#### What to do:
Return every entry below exactly as written.

#### Provided data:
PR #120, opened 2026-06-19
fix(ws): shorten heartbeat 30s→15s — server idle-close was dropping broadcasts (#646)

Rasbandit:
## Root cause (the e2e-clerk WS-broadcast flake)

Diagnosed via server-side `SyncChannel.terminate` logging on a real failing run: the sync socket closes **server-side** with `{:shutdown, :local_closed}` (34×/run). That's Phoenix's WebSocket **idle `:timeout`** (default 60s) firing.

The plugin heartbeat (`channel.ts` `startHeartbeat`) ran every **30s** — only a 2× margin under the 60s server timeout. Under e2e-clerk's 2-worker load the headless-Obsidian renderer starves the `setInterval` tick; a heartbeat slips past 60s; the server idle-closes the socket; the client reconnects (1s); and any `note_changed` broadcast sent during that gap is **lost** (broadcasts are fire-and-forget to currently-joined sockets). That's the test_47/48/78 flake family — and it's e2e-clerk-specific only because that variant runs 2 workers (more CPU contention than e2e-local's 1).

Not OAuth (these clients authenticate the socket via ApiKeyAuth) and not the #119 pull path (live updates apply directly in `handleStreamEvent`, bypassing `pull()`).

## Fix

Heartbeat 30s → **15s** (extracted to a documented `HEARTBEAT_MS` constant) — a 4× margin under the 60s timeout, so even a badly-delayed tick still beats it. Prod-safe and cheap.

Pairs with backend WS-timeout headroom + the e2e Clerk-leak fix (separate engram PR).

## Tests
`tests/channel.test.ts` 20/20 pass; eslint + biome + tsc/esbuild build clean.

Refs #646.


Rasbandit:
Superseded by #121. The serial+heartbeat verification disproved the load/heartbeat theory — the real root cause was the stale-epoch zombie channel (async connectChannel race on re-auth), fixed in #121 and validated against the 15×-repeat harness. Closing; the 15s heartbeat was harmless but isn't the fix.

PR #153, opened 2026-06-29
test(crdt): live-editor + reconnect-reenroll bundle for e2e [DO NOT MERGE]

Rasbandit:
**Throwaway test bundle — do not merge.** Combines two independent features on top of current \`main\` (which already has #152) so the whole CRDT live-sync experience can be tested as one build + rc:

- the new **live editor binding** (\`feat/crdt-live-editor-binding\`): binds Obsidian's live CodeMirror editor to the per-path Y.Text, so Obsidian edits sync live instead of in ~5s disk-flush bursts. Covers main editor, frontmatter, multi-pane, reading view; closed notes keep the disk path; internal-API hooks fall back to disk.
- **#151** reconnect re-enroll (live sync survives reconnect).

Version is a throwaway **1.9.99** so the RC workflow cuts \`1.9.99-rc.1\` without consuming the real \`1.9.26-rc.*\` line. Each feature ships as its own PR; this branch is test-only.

#### Exercise answer:
PR #120, opened 2026-06-19
fix(ws): shorten heartbeat 30s→15s — server idle-close was dropping broadcasts (#646)

Rasbandit:
## Root cause (the e2e-clerk WS-broadcast flake)

Diagnosed via server-side `SyncChannel.terminate` logging on a real failing run: the sync socket closes **server-side** with `{:shutdown, :local_closed}` (34×/run). That's Phoenix's WebSocket **idle `:timeout`** (default 60s) firing.

The plugin heartbeat (`channel.ts` `startHeartbeat`) ran every **30s** — only a 2× margin under the 60s server timeout. Under e2e-clerk's 2-worker load the headless-Obsidian renderer starves the `setInterval` tick; a heartbeat slips past 60s; the server idle-closes the socket; the client reconnects (1s); and any `note_changed` broadcast sent during that gap is **lost** (broadcasts are fire-and-forget to currently-joined sockets). That's the test_47/48/78 flake family — and it's e2e-clerk-specific only because that variant runs 2 workers (more CPU contention than e2e-local's 1).

Not OAuth (these clients authenticate the socket via ApiKeyAuth) and not the #119 pull path (live updates apply directly in `handleStreamEvent`, bypassing `pull()`).

## Fix

Heartbeat 30s → **15s** (extracted to a documented `HEARTBEAT_MS` constant) — a 4× margin under the 60s timeout, so even a badly-delayed tick still beats it. Prod-safe and cheap.

Pairs with backend WS-timeout headroom + the e2e Clerk-leak fix (separate engram PR).

## Tests
`tests/channel.test.ts` 20/20 pass; eslint + biome + tsc/esbuild build clean.

Refs #646.


Rasbandit:
Superseded by #121. The serial+heartbeat verification disproved the load/heartbeat theory — the real root cause was the stale-epoch zombie channel (async connectChannel race on re-auth), fixed in #121 and validated against the 15×-repeat harness. Closing; the 15s heartbeat was harmless but isn't the fix.

PR #153, opened 2026-06-29
test(crdt): live-editor + reconnect-reenroll bundle for e2e [DO NOT MERGE]

Rasbandit:
**Throwaway test bundle — do not merge.** Combines two independent features on top of current \`main\` (which already has #152) so the whole CRDT live-sync experience can be tested as one build + rc:

- the new **live editor binding** (\`feat/crdt-live-editor-binding\`): binds Obsidian's live CodeMirror editor to the per-path Y.Text, so Obsidian edits sync live instead of in ~5s disk-flush bursts. Covers main editor, frontmatter, multi-pane, reading view; closed notes keep the disk path; internal-API hooks fall back to disk.
- **#151** reconnect re-enroll (live sync survives reconnect).

Version is a throwaway **1.9.99** so the RC workflow cuts \`1.9.99-rc.1\` without consuming the real \`1.9.26-rc.*\` line. Each feature ships as its own PR; this branch is test-only.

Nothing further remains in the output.